- Problem statement: Report how many lines of the following entries include the string "convolution"; respond with the number alone.

[Start of Attachment]

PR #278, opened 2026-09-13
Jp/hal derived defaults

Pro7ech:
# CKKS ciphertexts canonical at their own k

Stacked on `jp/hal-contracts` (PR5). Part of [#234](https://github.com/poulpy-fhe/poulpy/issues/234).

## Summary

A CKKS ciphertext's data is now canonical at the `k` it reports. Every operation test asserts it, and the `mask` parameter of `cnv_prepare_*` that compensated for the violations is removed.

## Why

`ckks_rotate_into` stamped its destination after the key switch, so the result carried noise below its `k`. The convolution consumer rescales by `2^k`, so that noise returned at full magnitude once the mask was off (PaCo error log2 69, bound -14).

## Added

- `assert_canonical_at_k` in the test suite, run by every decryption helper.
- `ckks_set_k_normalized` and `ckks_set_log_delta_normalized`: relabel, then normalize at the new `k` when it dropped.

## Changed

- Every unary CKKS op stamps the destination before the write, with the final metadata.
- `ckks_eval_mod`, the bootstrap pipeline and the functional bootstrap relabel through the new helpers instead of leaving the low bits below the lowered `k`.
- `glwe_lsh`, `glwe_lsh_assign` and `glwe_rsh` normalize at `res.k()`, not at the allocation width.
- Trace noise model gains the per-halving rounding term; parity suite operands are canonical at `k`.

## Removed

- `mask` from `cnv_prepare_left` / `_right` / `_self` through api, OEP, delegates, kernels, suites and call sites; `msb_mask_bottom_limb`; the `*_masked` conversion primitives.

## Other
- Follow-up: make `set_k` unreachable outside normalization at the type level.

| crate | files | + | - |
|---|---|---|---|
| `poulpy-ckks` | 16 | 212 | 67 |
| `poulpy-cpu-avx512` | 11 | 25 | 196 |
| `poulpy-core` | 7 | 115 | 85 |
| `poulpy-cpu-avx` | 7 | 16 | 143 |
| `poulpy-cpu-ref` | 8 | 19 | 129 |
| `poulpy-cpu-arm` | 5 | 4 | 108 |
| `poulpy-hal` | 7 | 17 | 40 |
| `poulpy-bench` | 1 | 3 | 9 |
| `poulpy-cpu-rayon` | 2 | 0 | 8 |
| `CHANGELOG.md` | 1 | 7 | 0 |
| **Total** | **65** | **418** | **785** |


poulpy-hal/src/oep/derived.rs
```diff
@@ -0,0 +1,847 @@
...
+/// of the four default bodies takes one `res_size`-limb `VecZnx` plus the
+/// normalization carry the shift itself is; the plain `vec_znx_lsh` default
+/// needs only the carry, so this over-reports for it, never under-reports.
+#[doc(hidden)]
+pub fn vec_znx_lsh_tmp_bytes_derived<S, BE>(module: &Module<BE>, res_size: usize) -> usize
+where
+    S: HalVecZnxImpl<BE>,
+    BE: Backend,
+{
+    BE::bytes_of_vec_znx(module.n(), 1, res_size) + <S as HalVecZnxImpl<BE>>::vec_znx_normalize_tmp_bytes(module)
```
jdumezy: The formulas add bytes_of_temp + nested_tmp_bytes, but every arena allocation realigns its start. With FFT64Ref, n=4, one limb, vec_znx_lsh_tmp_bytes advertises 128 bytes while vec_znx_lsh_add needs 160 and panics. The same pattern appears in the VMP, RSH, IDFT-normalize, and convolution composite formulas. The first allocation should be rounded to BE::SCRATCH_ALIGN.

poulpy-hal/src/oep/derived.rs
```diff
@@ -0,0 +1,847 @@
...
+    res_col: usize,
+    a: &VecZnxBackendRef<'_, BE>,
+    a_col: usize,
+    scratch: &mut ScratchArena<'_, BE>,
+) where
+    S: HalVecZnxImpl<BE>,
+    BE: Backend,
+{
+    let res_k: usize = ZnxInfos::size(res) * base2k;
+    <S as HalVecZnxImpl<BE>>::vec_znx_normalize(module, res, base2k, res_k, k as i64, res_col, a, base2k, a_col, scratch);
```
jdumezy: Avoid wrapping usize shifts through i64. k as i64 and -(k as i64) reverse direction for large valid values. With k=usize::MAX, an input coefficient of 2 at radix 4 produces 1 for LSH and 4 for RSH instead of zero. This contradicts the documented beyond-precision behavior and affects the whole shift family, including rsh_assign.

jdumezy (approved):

[End of Attachment]

- Task result: 2